Stored items
== Segment start ==
Issue #291, opened 2018-08-28
bad function call in conversion rate (pricing)


ilanDoron:
in conversion rate. 
https://github.com/KyberNetwork/smart-contracts/blob/02094d33d8d552adf8b4e58fbf38a3aabf27d12d/contracts/ConversionRates.sol#L227

call to getTokenQty(token, rate, qty);  
rate and qty are swapped
should be replaced by
getTokenQty(token, qty, rate);

manhlx3006:
Fixed with new conversion rate contract in this PR: https://github.com/KyberNetwork/smart-contracts/pull/416/files

manhlx3006:
This issue should be resolved in enhanced step function contract

PR #416, opened 2019-08-06
[WIP] Add new conversion rate contract with step function enhancement

manhlx3006:
It is working in progress for step function enhancement feature
Fixed: https://github.com/KyberNetwork/smart-contracts/issues/291

### DIFF
--- a/contracts/ConversionRates2.sol
+++ b/contracts/ConversionRates2.sol
@@ -205,7 +205,7 @@ contract ConversionRates2 is ConversionRates {
 
         if (len > 0) {
             fx = f.x[len - 1];
-            if (fx > fx) {
+            if (fx < 0) {
                 change += fx * f.y[len - 1];
             }
         }
--- a/contracts/ConversionRates2.sol
+++ b/contracts/ConversionRates2.sol
@@ -1,125 +1,15 @@
 pragma solidity 0.4.18;
 
-
 import "./ERC20Interface.sol";
-import "./VolumeImbalanceRecorder.sol";
-import "./Utils.sol";
-import "./ConversionRatesInterface.sol";
+import "./ConversionRates.sol";
 
 /// @title ConversionRates2 contract - new ConversionRates contract with step function enhancement
 /// Also fixed issue: https://github.com/KyberNetwork/smart-contracts/issues/291
 
-contract ConversionRates2 is ConversionRatesInterface, VolumeImbalanceRecorder, Utils {
+contract ConversionRates2 is ConversionRates {
 
-    // bps - basic rate steps. one step is 1 / 10000 of the rate.
-    struct StepFunction {
-        int[] x; // quantity for each step. Quantity of each step includes previous steps.
-        int[] y; // rate change per quantity step  in bps.
-    }
-
-    struct TokenData {
-        bool listed;  // was added to reserve
-        bool enabled; // whether trade is enabled
-
-        // position in the compact data
-        uint compactDataArrayIndex;
-        uint compactDataFieldIndex;
-
-        // rate data. base and changes according to quantity and reserve balance.
-        // generally speaking. Sell rate is 1 / buy rate i.e. the buy in the other direction.
-        uint baseBuyRate;  // in PRECISION units. see KyberConstants
-        uint baseSellRate; // PRECISION units. without (sell / buy) spread it is 1 / baseBuyRate
-        StepFunction buyRateQtyStepFunction; // in bps. higher quantity - bigger the rate.
-        StepFunction sellRateQtyStepFunction;// in bps. higher the qua
-        StepFunction buyRateImbalanceStepFunction; // in BPS. higher reserve imbalance - bigger the rate.
-        StepFunction sellRateImbalanceStepFunction;
-    }
-
-    /*
-    this is the data for tokenRatesCompactData
-    but solidity compiler optimizer is sub-optimal, and cannot write this structure in a single storage write
-    so we represent it as bytes32 and do the byte tricks ourselves.
-    struct TokenRatesCompactData {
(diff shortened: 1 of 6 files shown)


contracts/ConversionRates2.sol
```diff
@@ -0,0 +1,426 @@
...
+            if (x > lastStepAmount) {
+                change += (x - lastStepAmount) * f.y[len - 1];
+            }
+            return change / x;
+        }
+        // revert steps order for negative number
+        int lastStepBps = 0;
+        uint id;
+        for (ind = len; ind > 0; ind--) {
+            id = ind - 1;
```
ilanDoron: not sure why you need both ind and id
seems like ind isn't used at all in the loop

contracts/ConversionRates2.sol
```diff
@@ -0,0 +1,426 @@
...
+                change += (f.x[ind] - lastStepAmount) * f.y[ind];
+                lastStepAmount = f.x[ind];
+            }
+            if (x > lastStepAmount) {
+                change += (x - lastStepAmount) * f.y[len - 1];
+            }
+            return change / x;
+        }
+        // revert steps order for negative number
+        int lastStepBps = 0;
```
ilanDoron: better to avoid assuming last step bps is 0 for first iteration
it could have some value.

contracts/ConversionRates2.sol
```diff
@@ -0,0 +1,426 @@
...
+        require(xBuy.length <= MAX_STEPS_IN_FUNCTION);
+        require(xSell.length <= MAX_STEPS_IN_FUNCTION);
+        require(tokenData[token].listed);
+
+        if (xBuy.length > 0) {
+            // verify qties are increasing
+            require(xBuy[0] >= 0);
+            require(xSell[0] >= 0);
+            for(uint i = 0; i < xBuy.length - 1; i++) {
+                require(xBuy[i] < xBuy[i + 1]);
```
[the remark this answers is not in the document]
manhlx3006: Updated

contracts/ConversionRates2.sol
```diff
@@ -0,0 +1,426 @@
...
+    {
+        require(xBuy.length == yBuy.length);
+        require(xSell.length == ySell.length);
+        require(xBuy.length <= MAX_STEPS_IN_FUNCTION);
+        require(xSell.length <= MAX_STEPS_IN_FUNCTION);
+        require(tokenData[token].listed);
+
+        if (xBuy.length > 1) {
+            // verify qties are increasing
+            for(uint i = 0; i < xBuy.length - 1; i++) {
```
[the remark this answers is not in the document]
manhlx3006: Updated

contracts/ConversionRates2.sol
manhlx3006: yeah alr aware of it, for example qty is -10, steps are
[10, 20, 30]
[50, 100, 500]
what should be the result? 0 or 50?
similarly if steps are
[-100, -20, 10, 30]
[-50, -10, 20, 50]
and qty is -10, what is the result of bps?

ilanDoron: result in those cases should be the same results we would have got with old logic.

test/conversionRate2.js
```diff
@@ -0,0 +1,1410 @@
...
+let convRatesInst;
+
+contract('ConversionRates2', function(accounts) {
+    it("should init globals", function() {
+        admin = accounts[0];
+        alerter = accounts[1];
+        operator = accounts[2];
+        reserveAddress = accounts[3];
+    })
+    it("should test bytes14.", async function () {
```
ilanDoron: Can remove this test.
tested in conversionRate.

contracts/ConversionRates2.sol
```diff
@@ -0,0 +1,215 @@
...
+
+    function executeStepFunction(StepFunction f, int x) internal pure returns(int) {
+        uint len = f.y.length;
+        uint ind;
+        if (x == 0) {
+            // fallback to old logics
+            for(ind = 0; ind < len; ind++) {
+                if (x <= f.x[ind]) { return f.y[ind]; }
+            }
+            return f.x[len - 1];
```
manhlx3006: should we add for `len` check here? or just check if `len == 0` after defined `uint len = f.y.length`

test/conversionRate2.js
```diff
@@ -0,0 +1,1456 @@
...
+        assert.equal(basicData[1].valueOf(), 0, "token should not be enabled");
+
+        //enable token and see enabled
+        await convRatesInst.setTokenControlInfo(token.address, minimalRecordResolution, maxPerBlockImbalance, maxTotalImbalance);
+        await convRatesInst.enableTokenTrade(token.address);
+        basicData = await convRatesInst.getTokenBasicData(token.address);
+        assert.equal(basicData[1].valueOf(), 1, "token should be enabled");
+    });
+
+    it("should get buy rate with update according to compact data update.", async function () {
```
ilanDoron: can remove all tests not relevant to code in conversionRate2

test/conversionRate2.js
```diff
@@ -0,0 +1,1467 @@
...
+        assert.equal(blockNum.valueOf(), currentBlock.valueOf(), "bad block number returned");
+
+        blockNum = await convRatesInst.getRateUpdateBlock(tokens[11]);
+
+        assert.equal(blockNum.valueOf(), currentBlock.valueOf(), "bad block number returned");
+    });
+
+
+    it("should verify setCompactData reverted when block number out of range.", async function () {
+        let block = 0xffffffff1; //block number limited to size of int
```
ilanDoron: don't need this test here.
leave only tests relevant to code of this contract...

Issue #425, opened 2019-08-26
Check knc arbitrage for setKncRate in fee burner should be moved to feeBurner contract. Currently checked in getExpectedRate


ilanDoron:
Currently set KNC rate in fee Burner can be called by anyone.
some of the logic includes avoid setting rate when arbitrage exists.
this test was added in expected rate contract. to avoid deploying fee burner again. When fee burner is deployed, this test should be removed from expected rate and added to fee Burner.

ilanDoron:
This is the code in getExpectedRate
its a workaround that should be replaced.


if (src == knc &&
            dest == ETH_TOKEN_ADDRESS &&
            srcQty == UNIT_QTY_FOR_FEE_BURNER )
        {
            if (checkKncArbitrageRate(expectedRate)) expectedRate = 0;
        }


and


function checkKncArbitrageRate(uint currentKncToEthRate) public view returns

ilanDoron:
in Katalyst, fee burner contract is removed.
so not relevant.

PR #433, opened 2019-09-06
Arbitrage check shifted to FeeBurner

Anyhowclick:
[Fix for issue 425](https://github.com/KyberNetwork/smart-contracts/issues/425)
- L90 of ExpectedRate.sol translated to L94 of FeeBurner.sol
- L92 of ExpectedRate.sol translated to L95 of FeeBurner.sol
- L93 of ExpectedRate.sol translated to L98 of FeeBurner.sol 
- Old line `require(kyberEthKncRate * kyberKncEthRate < PRECISION ** 2 * 2);` is a looser check of the new check, so I removed it.
- Removed old line 97 of FeeBurner.sol, as it's covered under L95.

- The tests broke because `setKncRate()` now fails instead of the expectedRate contract returning zero, so they had to be fixed. 
- The last test in `FeeBurner.js`, `should verify function 'setKncRate' will fail if last call to findBestRate fails.`, is passing where < 2.8M gas is needed.... Not sure why this is the case, or if this is to be expected.


contracts/FeeBurner.sol
```diff
@@ -90,11 +90,15 @@ contract FeeBurner is Withdrawable, FeeBurnerInterface, Utils2 {
         (kyberEthKncRate, ) = kyberNetwork.getExpectedRate(ETH_TOKEN_ADDRESS, ERC20(knc), (10 ** 18));
         (kyberKncEthRate, ) = kyberNetwork.getExpectedRate(ERC20(knc), ETH_TOKEN_ADDRESS, (10 ** 18));
 
+        // if returned rate is 0, can't trust this arb test. assume we have arb
+        require(kyberEthKncRate > 0);
```
ilanDoron: seems redundant to line 100
no?

contracts/FeeBurner.sol
```diff
@@ -90,11 +90,15 @@ contract FeeBurner is Withdrawable, FeeBurnerInterface, Utils2 {
...
+        require(kyberEthKncRate <= MAX_RATE && kyberKncEthRate <= MAX_RATE);
+
+        //check for arbitrage
```
ilanDoron: its actually internal arbitrage. right?

test/feeBurner.js
```diff
@@ -644,9 +640,96 @@ contract('FeeBurner', function(accounts) {
...
+
+        let burnerInitialkncRate = await feeBurnerInst.kncPerEthRatePrecision();
+//         has arb. get rate will return 0. should revert.
+        try {
+            let rxx = await feeBurnerInst.setKNCRate();
+            assert(false, "throw was expected in line above.")
+        } catch(e){
+            assert(Helper.isRevertErrorMessage(e), "expected throw but got: " + e);
+        }
+
```
ilanDoron: can please fix rate here and see set rate does succeed

test/feeBurner.js
```diff
@@ -644,9 +640,96 @@ contract('FeeBurner', function(accounts) {
...
+        const kncToEthRatePrecision = precisionUnits.div(aRate);
 
+        await mockKyberNetwork.setPairRate(ethAddress, kncToken.address, ethToKncRatePrecision);
+        await mockKyberNetwork.setPairRate(kncToken.address, ethAddress, kncToEthRatePrecision);
+
+        let rxEthToKnc = await mockKyberNetwork.getExpectedRate(ethAddress, kncToken.address, 10 ** 19);
+        let rxKncToEth = await mockKyberNetwork.getExpectedRate(kncToken.address, ethAddress, 10 ** 19);
+        assert.equal(rxEthToKnc[0].valueOf(), ethToKncRatePrecision.floor().valueOf())
+        assert.equal(rxKncToEth[0].valueOf(), kncToEthRatePrecision.floor().valueOf())
+
```
ilanDoron: can test here failing rate before setting non failing rate (no arb)

test/feeBurner.js
```diff
@@ -644,9 +640,96 @@ contract('FeeBurner', function(accounts) {
...
+        // no arb. set rate should not fail
+        let rx = await feeBurnerInst.setKNCRate();
+        burnerkncRateAfterSet = await feeBurnerInst.kncPerEthRatePrecision();
+        assert.equal(ethToKncRatePrecision2.valueOf(), burnerkncRateAfterSet.valueOf());
+    });
+
+    it("should verify function 'setKncRate' will fail if last call to findBestRate fails.", async function() {
+        mockKyberNetwork = await NetworkFailingGetRate.new();
```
== Segment end ==
◆ TASK BRIEF ◆
Each line above that contains the word "setPairRate" should be returned.

◆ FINAL ANSWER ◆
+        await mockKyberNetwork.setPairRate(ethAddress, kncToken.address, ethToKncRatePrecision);
+        await mockKyberNetwork.setPairRate(kncToken.address, ethAddress, kncToEthRatePrecision);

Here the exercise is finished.